ゲングさんの傷は俺の魔法によって完全に治療された。

何とか山場を越えることが出来たようだ。



「んっ、んん...」


「げ、ゲングさん?!大丈夫ですか!?!?」



容体が安定したことによってゲングさんの意識が戻ってきた。もちろん傷は癒えても失った血が戻ってきているわけではないのでおそらく意識は朦朧としているだろう。

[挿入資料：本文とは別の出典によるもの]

PR #824, opened 2024-09-03
Implement building Linux-PAM using meson

ldv-alt:
On my non-representative hardware, the full build using autotools
(`./autogen.sh && CFLAGS=-O2 ./configure && make -j$(nproc) && make -j$(nproc) install`)
takes about 45 seconds.

On the same hardware, the full build using meson
(`meson setup -Doptimization=2 dir && meson compile -C dir && meson install -C dir`)
takes just about 7.5 seconds.


ldv-alt:
@keszybz, could you have a look at this, please?

thkukuk:
I really like this switch. But please, if we  do the switch, remove the old configure script and Makefiles, maintaining two build systems is a nightmare.

ldv-alt:
> I really like this switch. But please, if we do the switch, remove the old configure script and Makefiles, maintaining two build systems is a nightmare.

My initial plan was to make a release that still supports both build systems, but contains a deprecation warning, and remove autotools support right after the release.  This would allow downstreams ample time to prepare for migration.  Do you think this approach is overcautious and we should rather do the switch right away?

thkukuk:
> This would allow downstreams ample time to prepare for migration. Do you think this approach is overcautious and we should rather do the switch right away?

I don't really see a need to prepare migration, in the end all distributions should meanwhile have packages using meson, so it's just replacing configure & make with the corresponding meson files.
But I'm fine if we keep configure for one more release and remove it only afterwards.
May fear is that we end like util-linux: configure and meson with the big problem that they are never in sync and both have their own problems and bugs.

ikerexxe:
For what it's worth, as a Fedora maintainer I'm fine with just providing meson and changing the build system for a release. It's a big change that I think will pay off in the medium/long term.

ldv-alt:
Well, if nobody sees any benefits in keeping autotools support for the next release, I'm fine with dropping it before the release.

conf/pam_conv1/meson.build
```diff
@@ -0,0 +1,22 @@
...
+  output: 'pam_conv_l.c',
+  depends: pam_conv_y,
+  command: [prog_flex, '-o', '@OUTPUT@', '@INPUT@'],
+)
+
+executable(
+  'pam_conv1',
+  sources: [pam_conv_l, pam_conv_y],
+  include_directories: [libpam_inc],
+  c_args: ['-Wno-unused-function', '-Wno-sign-compare'],
```
keszybz, line 20: A question of preference… but in general it's nicer to have such things one-per-line, because — inevitably — more args will be added, and then the diff and blame are more useful.

doc/guide-html-meson.build
```diff
@@ -0,0 +1,32 @@
...
+  install_dir: docdir,
+  install_tag: 'doc',
+)
+
+meson.add_install_script(
+  install_html,
+  meson.current_build_dir(),
+  docdir,
+  html,
+  install_tag: 'doc'
```
keszybz, line 31: `,` missing.

doc/guide-meson.build
```diff
@@ -0,0 +1,93 @@
...
+)
+
+
+html = custom_target(
+  input: xml,
+  output: name + '.html',
+  command: [
+    prog_xsltproc,
+    '-o',
+    '@OUTPUT@',
```
keszybz, line 34: Single line here for those two.

doc/guide-meson.build
```diff
@@ -0,0 +1,93 @@
...
+)
+
+custom_target(
+  input: html,
+  output: name + '.txt',
+  command: [
+    redir_exe,
+    '@INPUT@',
+    '@OUTPUT@',
+    browser
```
keszybz, line 53: `,`

doc/guide-meson.build
```diff
@@ -0,0 +1,93 @@
...
+)
+
+
+fop = custom_target(
+  input: xml,
+  output: name + '.fop',
+  command: [
+    prog_xsltproc,
+    '-o',
+    '@OUTPUT@',
```
keszybz, line 67: Same here.

doc/guide-meson.build
```diff
@@ -0,0 +1,93 @@
...
+  command: [
+    prog_fop,
+    '@INPUT@',
+    '@OUTPUT@',
+  ],
+  install: true,
+  install_dir: docdir,
+  install_tag: 'doc',
+)
+
```
keszybz, line 91: Unnecessary empty line here.

doc/man/meson.build
```diff
@@ -0,0 +1,70 @@
...
+               xml],
+              check: true)
+
+  custom_target(man[0],
+    input: xml,
+    output: man,
+    depends: custom_man_xsl,
+    command: [prog_xsltproc,
+              '-o',
+              '@OUTPUT0@',
```
keszybz, line 57: Here too.

thkukuk:
I'm trying to build our pam packages currently with meson and this PR. We build two packages: a very small one and a full features one.

I see the following error:
```
[   10s] Run-time dependency libsystemd found: NO (tried pkgconfig)
[   10s] 
[   10s] meson.build:307:13: ERROR: Dependency "libsystemd" not found, tried pkgconfig

```
I have to explicit disable logind. But that is defined as "auto", so shouldn't meson skip libsystemd dependency if it does not find it?
If I disable logind with "-Dlogind=disabled", it works.

Similar for pam_userdb:
`meson.build:332:15: ERROR: C shared or static library 'db' not found
`
pam_userdb is "auto", but we get an error if the required libdb is not found. Disabling pam_userdb also solves this. 
Same for "nis" and libnsl and "docs" and the dependencies.

It's irritating that you need to look at the meson.build script to find out which option you  need to disable if you don't want a dependency.

keszybz (approved):
This is a lot of lines to review ;) I gave it a quick scan, and it looks all very nice. There *probably* are some minor things that'll need to be adjusted, but I think it's best to just merge this and use it.

I made some small suggestions. The only bigger issue I wonder about is whether it makes sense to symlink a shared `meson.build` file into multiple subdirectories. IIUC, this was done to allow the outputs to be produced in those subdirectories. If that is not necessary, I'd consider just using a single file. But maybe that's not feasible…

keszybz:
BTW, I get this:
```
[34/362] Generating doc/specs/parse_y.[ch] with a custom command
../doc/specs/parse_y.y: warning: 2 shift/reduce conflicts [-Wconflicts-sr]
../doc/specs/parse_y.y: warning: 8 reduce/reduce conflicts [-Wconflicts-rr]
../doc/specs/parse_y.y: note: rerun with option '-Wcounterexamples' to generate conflict counterexamples
../doc/specs/parse_y.y:97.3-123.1: warning: rule useless in parser due to conflicts [-Wother]
   97 | | doc stuff RIGHT stuff RIGHT stuff NEWLINE {
      |   ^~~~~~~~~~~~~~~~~~~~~~~~~~~~~~~~~~~~~~~~~~~
```
Maybe this is related to bison version? (I have `bison-3.8.2-7.fc40.x86_64` here.)

thkukuk:
There are missing options which we used with configure:
- `--htmldir`
- `--pdfdir`

ldv-alt:
> I'm trying to build our pam packages currently with meson and this PR. We build two packages: a very small one and a full features one.
> 
> I see the following error:
> 
> ```
> [   10s] Run-time dependency libsystemd found: NO (tried pkgconfig)
> [   10s] 
> [   10s] meson.build:307:13: ERROR: Dependency "libsystemd" not found, tried pkgconfig
> ```
> 
> I have to explicit disable logind. But that is defined as "auto", so shouldn't meson skip libsystemd dependency if it does not find it? If I disable logind with "-Dlogind=disabled", it works.

I didn't expect this behavior.  I definitely tested this, and I get the following instead without any errors:
```
Run-time dependency libsystemd found: NO (tried pkgconfig and cmake)
```

I expect that
```
option('logind', type: 'feature', value: 'auto',
       description: 'logind support in pam_issue and pam_timestamp')
...
libsystemd = dependency('libsystemd', version: '>= 254', required: get_option('logind'))
```
would make libsystemd dependency optional.  I wonder why it doesn't work this way on your side.

This is meson 1.5.1.

@keszybz, any ideas why this check would behave so differently?

ldv-alt:
> There are missing options which we used with configure:
> 
>     * `--htmldir`
> 
>     * `--pdfdir`

Indeed, these are provided by autoconf.  Added.

ldv-alt:
> > I'm trying to build our pam packages currently with meson and this PR. We build two packages: a very small one and a full features one.
> > I see the following error:
> > ```
> > [   10s] Run-time dependency libsystemd found: NO (tried pkgconfig)
> > [   10s] 
> > [   10s] meson.build:307:13: ERROR: Dependency "libsystemd" not found, tried pkgconfig
> > ```
> > I have to explicit disable logind. But that is defined as "auto", so shouldn't meson skip libsystemd dependency if it does not find it? If I disable logind with "-Dlogind=disabled", it works.
> 
> I didn't expect this behavior. I definitely tested this, and I get the following instead without any errors:
> ```
> Run-time dependency libsystemd found: NO (tried pkgconfig and cmake)
> ```

This (no libsystemd, no error) also happens in github CI.

thkukuk:
The cc.find_library() calls are missing "required=false" as argument. From meson documentation:
`If set true, Meson will abort with an error if the library could not be found. Otherwise, Meson will continue and the found method of the returned object will return false.`
`default = true`
No idea why it works for you, it should not if cc.find_library() get's called according to the documentation. Adding "required=false" fixes it for me.

ldv-alt:
> The cc.find_library() calls are missing "required=false" as argument.

Indeed, but this affects only the pam_userdb case.  The use of crypt library doesn't seem to be optional because it's used unconditionally by pam_pwhistory, and other libraries are not looked up using cc.find_library().

thkukuk:
Of course not all find_library() calls require "required: false" as argument. Some have it already (like 'util'), other don't need it, but the three ones in the userdb case are missing it.

thkukuk:
> This (no libsystemd, no error) also happens in github CI.

According to the meson documentation the libsystemd check is correct and should work. But I see the error on all systems with meson 1.3.1 and 1.5.1. Need to try to debug that later...

thkukuk:
Between, I updated our PAM package with this PR and adjusted the spec file, this was really simple.
So for me, the current state is good enough to get merged.

ldv-alt:
The only remaining issue I'm aware of is what do we do with the `make releasedocs` concept.

The idea of distributing pre-built documentation became flawed when we started to use profile-docbook.xsl to generate parametrized manual pages. 
Now, distributing anything pre-built wouldn't play well with the meson model of placing everything it builds into a separate build directory tree.

All that goes slightly beyond the scope of this PR, but should be decided upon before the final removal of autotools build support.

ldv-alt:
> Well, if nobody sees any benefits in keeping autotools support for the next release, I'm fine with dropping it before the release.

OK, I've submitted a PR that drops autotools support for the next release: #839.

「ゆ、ユウト、か。...そうか、お前に助け、られたのか」


「喋らないで!ゆっくり、安静にしていてください!!」



俺がそう告げるとゲングさんは少しぎこちない笑顔を見せる。

そして何かを伝えようと気力を振り絞り、ゆっくりと口を開ける。



「ユウト...、みんなを......助けて、くれ...」


「もちろんです!全力でゲングさんも、みんなも守ります!!」



俺の返事を聞くと安心したような表情を浮かべ、ゆっくりと目を閉じた。

呼吸をちゃんとしていることを確認すると、これでもう大丈夫だとふぅっと息をつく。

ゲングさんを救えて...本当に、本当に良かった。



だが、まだ状況は危機的であることには変わりない。

あの魔物をどうにかしなければ状況が完全に変わることはないだろう。



俺はゲングさんを3人に任せてギルマスたちのもとへと戻る。



絶対にあの魔物を倒して、みんなと一緒に無事に町へ帰る。

それが今、ここで俺がやるべきことなのだと決意する。